Wouldn't wheels be a problem when the machine runs? Might not it vibrate and roll away?

Thanks for taking the time to take pictures and share your ideas.


----------



## daltxguy (Sep 7, 2007)

Chipncut said:


> *Cutting out parts, & starting assembly.*
> 
> *We recently purchased a new washer, & dryer,
> 
> ...


btw, people did use to make their own plywood (and still can). It's called lumber core plywood. The center is strips of solid wood, surfaced, then a single veneer applied ( or edge glued pieces). Where I am, this is still a cheaper option than plywood (where construction grade 3/4 ply costs $105/sheet, hardwood is easily double)


----------



## branch (Oct 6, 2009)

Chipncut said:


> *Cutting out parts, & starting assembly.*
> 
> *We recently purchased a new washer, & dryer,
> 
> ...


hi looking good so far adding the wheels are a good idea it will make it easier to move it about

you shoud complain about ply get money back or a new sheet

branch ok


----------



## jbertelson (Sep 26, 2009)

Chipncut said:


> *Cutting out parts, & starting assembly.*
> 
> *We recently purchased a new washer, & dryer,
> 
> ...


*Dick*
I had a sheet of plywood I used on my router table mod, where the plies were not glued well in one region, and of course I got into it with a screw that wouldn't hold. It was just one spot, and the rest of the piece was OK, and already cut up, so I injected glue, and put in in 4 pan head screws around the path of the malfunctioning screw, fortunately it was not in a position you could see, and that worked.

My project was purposely made out of warped plywood, just to get rid of it. That caused some challenges, but the outcome is OK, and it does not have any effects on the mechanics of the router. Now on my sled, it is a different story. There I can't tolerate bad plywood, because the wood forms the tool surfaces and mechanics.


----------



## Chipncut (Aug 18, 2006)

Chipncut said:


> *Cutting out parts, & starting assembly.*
> 
> *We recently purchased a new washer, & dryer,
> 
> ...


*Steve*
I added a picture to show the front load washer. You have bend over quite a bit without a

pedestal.

*Branch*
I'll be going to Lowes, & at least tell them about it.

*Jim*
I did squeeze some glue into the plies like you did.

It should hold together fine, but just the idea paying $35 for this kind of quality isn't right.

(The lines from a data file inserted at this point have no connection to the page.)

PR #1878, opened 2022-12-08
Click to Pay - Info modal and new loader

ribeiroguilherme:
## Summary
- Replaced previous CtP loader spinner with a GIF
- Added Info icon which, when shopper clicks on it, it opens a modal sharing what is Click to Pay. 
- *Highlight*: Introduced the `Modal` component which is used for rendering modals:
  - It is not using `dialog` HTML element as it is not compatible with IE11 and Safari < 15.4, but we can iterate on this next to fallback to `dialog` component if browser supports it
  - It uses two hooks: 
    - `useTrapFocus` which traps the focus inside a specific HTML element - this hook can be reused in other components too. 
    - `useModal` which encapsulates the logic of the modal (clicking outside of it, or closing it properly by setting the focus where it should be when the modal closes)

## Tested scenarios
- Tested modal by:
  - Checked that pressing ESC closes it
  - Checked focus is set on the informed element
  - Checked that, once the modal is closed, focus is set back to the expected element
  - Checked that focus is trapped inside the modal


packages/lib/src/components/Card/components/ClickToPay/components/CtPBrand/CtPBrand.tsx
```diff
@@ -0,0 +1,43 @@
...
+    const pipeImageUrl = getImage({ loadingContext, imageFolder: 'components/' })('pipe');
+
+    return (
+        <div
+            className={classnames(
+                'adyen_checkout-ctp__brand-wrapper',
+                classNameModifiers.map(m => `adyen_checkout-ctp__brand-wrapper--${m}`)
+            )}
+        >
+            <Img className="adyen_checkout-ctp__brand-logo" src={ctpImageUrl} alt={'Click to Pay'} />
```
m1aw, line 28: Logo....

m1aw (approved):

PR #1918, opened 2022-12-22
Remove frontend sorting logic for binLookup

sponglord:
## Summary
Remove frontend sorting logic for binLookup now that this is done on the backend

## Tested scenarios
All tests pass


packages/lib/src/components/internal/SecuredFields/binLookup/triggerBinLookUp.ts
```diff
@@ -4,7 +4,6 @@ import { DEFAULT_CARD_GROUP_TYPES } from '../lib/configuration/constants';
 import { getError } from '../../../../core/Errors/utils';
 import { ERROR_MSG_UNSUPPORTED_CARD_ENTERED } from '../../../../core/Errors/constants';
 import { BinLookupResponse, BinLookupResponseRaw } from '../../../Card/types';
-import { sortBrandsAccordingToRules } from './sortBinLookupBrands';
```
ribeiroguilherme, line 7: This function can be deleted, right?

ribeiroguilherme (approved):

packages/lib/src/components/internal/SecuredFields/binLookup/triggerBinLookUp.ts
sponglord: I'm keeping it there for the time being until the backend changes have been fully confirmed to work (no merchant complaints!)

PR #1920, opened 2022-12-22
Adding field specific errors for fields in the PersonalDetails component

sponglord:
## Summary
Adding field specific errors for first & last name fields in the PersonalDetails component now that the translations are available. This brings the errors on these fields into line with a11y guidelines.

## Tested scenarios
Translated field specific errors are used for these fields

**Relates to issue**:  FOC-66770


ribeiroguilherme (approved):
Do you know if we are using same error messages on the mobile SDK's as well?

sponglord:
> Do you know if we are using same error messages on the mobile SDK's as well?

Not to my knowledge, no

I think with the sophisticated machinery they use to make plywood, they shouldn't have

this problem. I think it's too rush, rush nowadays. I never used to have this happen to me.


----------



## Richforever (Mar 19, 2008)

Chipncut said:


> *Cutting out parts, & starting assembly.*
> 
> *We recently purchased a new washer, & dryer,
> 
> ...


Wow! Nice project. I like the joints and the casters. Definitely complain about the plywood. The big box stores seem to be taking advantage of people by lowering the quality of goods for the sake of higher profits. The concept of "helping customers" is not well recognized by their corporate computers.


----------



## NBeener (Sep 16, 2009)

Chipncut said:


> *Cutting out parts, & starting assembly.*
> 
> *We recently purchased a new washer, & dryer,
> 
> ...


Dick-

A great idea! I think the manufacturer wants even more for the pedestals for our units. I quickly passed.

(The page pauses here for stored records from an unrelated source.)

PR #1924, opened 2022-12-27
Validating postal code when billingAddressMode is partial

ribeiroguilherme:
## Summary
When setting `billingAddressMode` to `partial` , the postal code wasn't being validated as there was no country set.

In this PR, we add support for validating the postal code field for such case. In order to trigger the validation, the country needs to be set in the Component configuration. Example:

```js
const card = checkout.create('card', {
    billingAddressRequired: true,
    billingAddressMode: 'partial',
    data: {
        billingAddress: {
            country: 'US'
        }
    }
});
```

## Tested scenarios
- Added e2e tests

**Fixed issue**:  COWEB-1138

### DIFF
--- a/packages/e2e/tests/cards/avs/avs.partial.test.js
+++ b/packages/e2e/tests/cards/avs/avs.partial.test.js
@@ -1,0 +1,45 @@
+import { CARDS_URL } from '../../pages';
+import { start } from '../../utils/commonUtils';
+import { REGULAR_TEST_CARD } from '../utils/constants';
+import CardComponentPage from '../../_models/CardComponent.page';
+import { CLIENTSCRIPT_PARTIAL_AVS_WITH_COUNTRY, CLIENTSCRIPT_PARTIAL_AVS_WITHOUT_COUNTRY } from './avs.partial.clientScripts';
+
+const TEST_SPEED = 1;
+const INVALID_POSTALCODE = 'aaaaaaaaaa';
+
+let cardPage = null;
+
+fixture`Card with Partial AVS`.page(CARDS_URL).beforeEach(() => {
+    cardPage = new CardComponentPage();
+});
+
+test('should validate Postal Code if property data.billingAddress.country is provided', async t => {
+    // Start, allow time for iframes to load
+    await start(t, 2000, TEST_SPEED);
+
+    await cardPage.cardUtils.fillCardNumber(t, REGULAR_TEST_CARD);
+    await cardPage.cardUtils.fillDateAndCVC(t);
+
+    // Fill in wrong Postal code format
+    await t.typeText(cardPage.postalCodeInput, INVALID_POSTALCODE);
+    await t.click(cardPage.payButton);
+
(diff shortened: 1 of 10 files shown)


packages/lib/src/components/Card/components/CardInput/CardInput.tsx
```diff
@@ -75,6 +76,8 @@ const CardInput: FunctionalComponent<CardInputProps> = props => {
     const showBillingAddress = props.billingAddressMode !== AddressModeOptions.none && props.billingAddressRequired;
 
     const partialAddressSchema = handlePartialAddressMode(props.billingAddressMode);
+    // Keeps the value of the country set initially by the merchant, before the Address Component mutates it
+    const partialAddressCountry = useRef<string>(partialAddressSchema && props.data?.billingAddress?.country);
```
m1aw, line 80: I think we should default to `US` in case of partial address mode. This rule was designed for `US` merchants in mind and I think this makes the change safer.

packages/e2e/tests/cards/avs/avs.partial.test.js
```diff
@@ -0,0 +1,41 @@
...
+    await start(t, 2000, TEST_SPEED);
+
+    await cardPage.cardUtils.fillCardNumber(t, REGULAR_TEST_CARD);
+    await cardPage.cardUtils.fillDateAndCVC(t);
+
+    await t.typeText(cardPage.postalCodeInput, INVALID_POSTALCODE);
+    await t.click(cardPage.payButton);
+
+    // Check the value of the alert text
+    const history = await t.getNativeDialogHistory();
```
m1aw, line 39: I'm not sure if this a good default?
Shouldn't we maybe throw and error that is not configured or default to some value?

packages/lib/src/components/Card/components/CardInput/CardInput.tsx
ribeiroguilherme: Not really - if you check the scope of the internal ticket, it was reported by one merchant from Brazil. In the comments you can also see that, if no country is set, then we don't apply any validation.

packages/e2e/tests/cards/avs/avs.partial.test.js
ribeiroguilherme: I didn't really understand what you meant by 'good default'. Can you elaborate?

If the merchant didn't configure the partial billing address validation by setting the country, then the UI will accept anything.

m1aw: I think we should throw some kind of error. Otherwise most merchants won't notice there's validation since it's not enabled by default.

ribeiroguilherme: Starting throwing an error would actually break things. We can't throw an error if we don't know the country, and if we assume that the country would be `US` by default (as partial address is mainly used there), it would break integrations done by brazilian merchants for example.

There is a ticket for the docs team to document this and explain how the validation is be done with partial address mode, to avoid confusion.

m1aw (approved):

PR #1925, opened 2022-12-28
Adding buttonRootNode property to GooglePay

ribeiroguilherme:
## Summary

Adding support for [buttonRootNode](https://developers.google.com/pay/api/web/reference/request-objects#ButtonOptions) property for GooglePay.

**Fixed issue**:  COWEB-1167


ribeiroguilherme:
SonarCloud scan failed as it complained about using `HTMLDocument` type which is deprecated, but I will keep as it is as the GooglePay types still uses it.

m1aw (approved):

PR #1928, opened 2023-01-05
Stop calling onError during 3DS2 fingerprinting

sponglord:
## Summary
When performing a 3DS2 fingerprint it is possible for the process to timeout - in which case we generate an error and call the merchant defined `onError` callback.
This error is not _fatal_ and the 3DS2 process can continue.
However it seems some merchants are treating it as fatal and from their `onError` callback abort the whole Checkout process.
To combat this, this PR no longer calls the  `onError` callback for the "timeout" scenario

## Tested scenarios
`onError` no longer called when fingerprinting times-out
All e2e tests pass

**Relates to issue**:  FOC-68756

### DIFF
--- a/packages/lib/src/components/ThreeDS2/components/DeviceFingerprint/PrepareFingerprint3DS2.tsx
+++ b/packages/lib/src/components/ThreeDS2/components/DeviceFingerprint/PrepareFingerprint3DS2.tsx
@@ -36,6 +36,7 @@ class PrepareFingerprint3DS2 extends Component<PrepareFingerprint3DS2Props, Prep
         // If no fingerPrintData or no threeDSMethodURL - don't render component. Instead exit with threeDSCompInd: 'U'
         if (!this.state.fingerPrintData || !this.state.fingerPrintData.threeDSMethodURL) {
             this.setStatusComplete({ threeDSCompInd: 'U' });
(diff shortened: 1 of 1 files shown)


packages/lib/src/components/ThreeDS2/components/DeviceFingerprint/PrepareFingerprint3DS2.tsx
```diff
@@ -21,7 +21,12 @@ class PrepareFingerprint3DS2 extends Component<PrepareFingerprint3DS2Props, Prep
             };
         } else {
             this.state = { status: 'error' };
-            this.props.onError('Missing fingerprintToken parameter');
+            // TODO - confirm that we should do this, or is it possible to proceed to the challenge anyway?
```
m1aw, line 24: How do we verify this TODO?

m1aw (approved):

packages/lib/src/components/ThreeDS2/components/DeviceFingerprint/PrepareFingerprint3DS2.tsx
sponglord: I'm awaiting an answer. But for now we can proceed (and just keep this here as a reminder)

PR #1937, opened 2023-01-12
Accessibility: Select combobox rework

m1aw:
## Summary

The objective of this PR is to update our current Select/Combobox field and bring it up to the expected accessibility standards. 
The main work with this has to do with keeping the focus always on the input. This allows keyboard/accessible technology users to interact with the search by writing while at the same time using the keyboard to navigate between options.
Previously this behaviour was impossible since the user would have to opt between searching, and choosing one of the options, making it very hard to use with accessible technologies since the user doesn't have a full overview of the 'possible' options.

## Tested scenarios

The main components tested where:
- Card component (with instalments)
- Adress Component (standalone)
- Issuer List (iDeal)
- Kiwi Component (OldPhoneNumber)
- MBway (NewPhoneNumber)
- OpenInvoice (readonly mode)

**Fixed issue**:


sponglord:
Overall it looks great.
A _minor_ thing, one bit of UX I am having trouble with is in the following scenario:
- click in a dropdown to open it
- start typing to search
- use arrow keys + Enter to make a selection
- cursor stays active in the search field
- clicking again does nothing - but I would expect it to open the dropdown list again (which is what happens if you click Enter or Space)

sponglord (approved):

sponglord:
I don't know if the failing playwright tests are significant? (They all seem to be related to the issuerList)

m1aw:
@sponglord the IssuerList tests where indeed relevant, it's now fixed

PR #2745, opened 2024-07-17
v6 - Fetching any locale passed to checkout

ribeiroguilherme:
## Summary
- Accepting any locale as part of the `AdyenCheckout` configuration
- If the request to fetch that locale fails, we fallback fetching the 'en-US' locale


longyulongyu:
I was testing a random non-compliant locale `aaa`, i saw we are preventing the sdk rendering. Do you think we should just output a warning, fallback to English and still let the sdk render? I refer to the function `formatLocale`.
The rest works and looks good!

longyulongyu (approved):

PR #2761, opened 2024-07-24
v6 release

ribeiroguilherme:
## Summary
- Bumped version
- Updated pipelines and changelog


longyulongyu (approved):

sponglord (approved):

.github/workflows/codeql-analysis.yml
```diff
@@ -2,9 +2,9 @@ name: "CodeQL"
 
 on:
   push:
-    branches: [ main, v6 ]
+    branches: [ main ]
```
sponglord, line 5: Do we not need to add v5 here now? We will still need to make v5 releases

.github/workflows/codeql-analysis.yml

My thought about a drawer was … if it's getting difficult to bend for the laundry … the only time I'd ever access the drawer was … when I'm crawling around on the floor 

Our dryer is "powerful," and on the noisy side. Knowing that, I used double drywall in the laundry room, and insulated the interior wall that separates laundry from the guest bedroom.

The reason I mention that is … will the casters make the machine noisier than if you had NOT used casters? I was thinking about the pedestal as yet another opportunity to reduce noise, both through some insulation within the box, and-potentially-setting the pedestals on some sort of stall mat, or "anti-fatigue" shop mat.

Nice job on the build, though. Sorry about the ply issues. In my experience … everything I buy has to be bought, returned, and bought again ….. [sigh].


----------



## Chipncut (Aug 18, 2006)

Chipncut said:


> *Cutting out parts, & starting assembly.*
> 
> *We recently purchased a new washer, & dryer,
> 
> ...


*Steve*
I just added a picture of the uprights. I used face frame screws with my Kreg jig.

*Rich* 
Thank you, I didn't get anything done today.

*Neil*
I think the rubber casters may help the vibration some, & I plan on using a foam mat on top of the pedestal.

I'll let you know when its done.

Our dryer is very quiet, maybe because it's on a concrete floor.


----------



## jbertelson (Sep 26, 2009)

Chipncut said:


> *Cutting out parts, & starting assembly.*
> 
> *We recently purchased a new washer, & dryer,
> 
> ...


*All*
We have a noisy dryer, and not a cheap one at that. But my wife likes it othwise, a lot, so she decided to put up with it. It is sitting on linoleum layed on concrete, so it's your machine that is quiet Dick. But our noise occurs in the vent system. Even beefed that up. Oh well, she can close the door on it.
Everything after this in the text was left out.